Question

The value of the greatest integer \(k\) satisfying the inequation \(2^{n+4} + 12 \ge k(n + 4)\) for all \(n \in N\) is

• A. \(7\)
• B. \(8\)
• C. \(9\)
• D. \(10\)

Hint:

When dealing with mixed exponential and polynomial functions evaluated over natural numbers, calculating the first few terms often quickly reveals whether the function is strictly increasing or decreasing.

Answer 1

The Correct Option is B

Step 1: Understanding the Question:
We are given an inequality that must hold for all natural numbers \(n \in \mathbb{N}\) (i.e., \(n = 1, 2, 3, \dots\)).

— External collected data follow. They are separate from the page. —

PR #2487, opened 2024-10-02
feat: Add `useScreenResize` hook (SFS-1509)

lucasfp13:

This PR intends to add a hook to resize depending on the current screen size.

It's related to the performance POC #2404.

## How it works?

It checks the user's screen size (or manual browser resizing) and returns the value corresponding if is mobile or not.

### Starters Deploy Preview

vtex-sites/starter.store#562

### DIFF
--- a/packages/core/src/components/sections/RegionBar/RegionBar.tsx
+++ b/packages/core/src/components/sections/RegionBar/RegionBar.tsx
@@ -3,6 +3,7 @@ import Section from '../Section/Section'
 import styles from './section.module.scss'
 import { RegionBarDefaultComponents } from './DefaultComponents'
 import { getOverridableSection } from '../../..//sdk/overrides/getOverriddenSection'
+import useScreenResize from 'src/sdk/ui/useScreenResize'
 
 type RegionBarSectionProps = {
   /**
@@ -28,13 +29,17 @@ type RegionBarSectionProps = {
 }
 
 function RegionBarSection({
-  className = 'display-mobile',
+  className = '',
   ...otherProps
 }: RegionBarSectionProps) {
+  const { isMobile } = useScreenResize()
+
   return (
-    <Section className={`${styles.section} section-region-bar ${className}`}>
-      <RegionBar {...otherProps} />
-    </Section>
+    isMobile && (
+      <Section className={`${styles.section} section-region-bar ${className}`}>
+        <RegionBar {...otherProps} />
+      </Section>
+    )
   )
 }
 
--- a/packages/core/src/components/sections/RegionBar/RegionBar.tsx
+++ b/packages/core/src/components/sections/RegionBar/RegionBar.tsx
@@ -28,15 +28,12 @@ type RegionBarSectionProps = {
   buttonIcon?: RegionBarProps['buttonIcon']
 }
 
-function RegionBarSection({
-  className = '',
-  ...otherProps
-}: RegionBarSectionProps) {
+function RegionBarSection({ ...otherProps }: RegionBarSectionProps) {
   const { isMobile } = useScreenResize()
 
   return (
     isMobile && (
-      <Section className={`${styles.section} section-region-bar ${className}`}>
+      <Section className={`${styles.section} section-region-bar`}>
         <RegionBar {...otherProps} />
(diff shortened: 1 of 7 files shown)


lucasfp13:
@vtex/faststore I'm not sure if we should already use this hook in components that would benefit from it or if we should do it later 🤔

pedromtec (approved):

hellofanny (changes requested):
I testing this on [link preview](https://starter-a4388fpn4-faststore.vercel.app/)
using the Moto G Power dimensions, and the layout appears off, but changing to iPhone SE it does work as expected. 😕  Can you take a look again pls.


https://github.com/user-attachments/assets/b0fcbc98-88f2-4bb5-aa61-78f10ce66105

packages/core/src/components/sections/RegionBar/RegionBar.tsx
```diff
@@ -28,13 +29,17 @@ type RegionBarSectionProps = {
 }
 
 function RegionBarSection({
-  className = 'display-mobile',
+  className = '',
```
hellofanny, line 32:
```suggestion

```
I think we can remove this since we don't need it anymore

packages/core/src/components/sections/RegionBar/RegionBar.tsx
```diff
@@ -28,13 +29,17 @@ type RegionBarSectionProps = {
...
   ...otherProps
 }: RegionBarSectionProps) {
+  const { isMobile } = useScreenResize()
+
   return (
-    <Section className={`${styles.section} section-region-bar ${className}`}>
-      <RegionBar {...otherProps} />
-    </Section>
+    isMobile && (
+      <Section className={`${styles.section} section-region-bar ${className}`}>
```
hellofanny, line 39:
```suggestion
      <Section className={`${styles.section} section-region-bar`}>
```

we can remove if you agree with https://github.com/vtex/faststore/pull/2487/files#r1796232783

packages/core/src/sdk/ui/useScreenResize.ts
```diff
@@ -0,0 +1,42 @@
+import { useEffect, useState } from 'react'
+
+const MAX_MOBILE_WIDTH = 420
```
hellofanny, line 3: suggestion: Adding the reason of this number.

```suggestion
// We are using the Moto G Power device measurement as a reference, as used by PageSpeed Insights.
const MAX_MOBILE_WIDTH = 420
```

hellofanny, line 3: question: I was wondering if we could just update the `phonemid` to `420px`. (As far as I checked, we are not using either `phonemid` nor `phone` breaking points.)

@renatamottam  WDYT?

https://github.com/vtex/faststore/blob/397a6ee1653fd5c8b42bd46429be651a95646ccc/packages/ui/src/styles/base/utilities.scss#L14-L20

hellofanny (commented):
a

hellofanny (approved):
Great job! 🚀 🚀  I've left just a few questions to check, but LGTM.

In this [preview](https://sfj-a6b9639--starter.preview.vtex.app/office),the Navbar, Footer, Filter, and Carousel are functioning as they did previously.

As discussed earlier, the Carousel indicator is not working as expected  (it is not being updated according to the pages). However, this issue has been present for some time and we haven't noticed, It should be addressed in another PR.

packages/core/src/sdk/ui/useScreenResize.ts
renatamottam: I think the 375px would cover most cases:

Screenshot 2024-10-11 at 10 46 50
uld 
https://gs.statcounter.com/screen-resolution-stats/mobile/worldwide

renatamottam (approved):

packages/core/src/sdk/ui/useScreenResize.ts
hellofanny: it does make sense although we are not using it.

@lucasfp13 I think we can keep it, and add the comment explaining why we are setting as `420` (actually is 412 hahaha) as I mentioned previously.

We need to find the greatest integer \(k\) that makes this inequality true universally.
Step 2: Key Formula or Approach:
Rewrite the inequality to isolate \(k\): \[ k \le \frac{2^{n+4} + 12}{n+4} \] To find the greatest possible integer \(k\), we must find the minimum value of the sequence \(f(n) = \frac{2^{n+4} + 12}{n+4}\) for \(n \ge 1\).
Step 3: Detailed Explanation:
Let's test the first few natural numbers:
For \(n = 1\): \[ f(1) = \frac{2^{1+4} + 12}{1+4} = \frac{32 + 12}{5} = \frac{44}{5} = 8.8 \] For \(n = 2\): \[ f(2) = \frac{2^{2+4} + 12}{2+4} = \frac{64 + 12}{6} = \frac{76}{6} \approx 12.67 \] For \(n = 3\): \[ f(3) = \frac{2^{3+4} + 12}{3+4} = \frac{128 + 12}{7} = \frac{140}{7} = 20 \] As \(n\) increases, the numerator (\(2^{n+4}\)) grows exponentially while the denominator (\(n+4\)) only grows linearly. Thus, the function \(f(n)\) is strictly increasing for \(n \ge 1\).
The minimum value occurs at \(n = 1\), giving a value of \(8.8\).
For the inequality to hold for all \(n\), we must have: \[ k \le 8.8 \] The greatest integer satisfying this condition is \(k = 8\).
Step 4: Final Answer:
The greatest integer \(k\) is \(8\).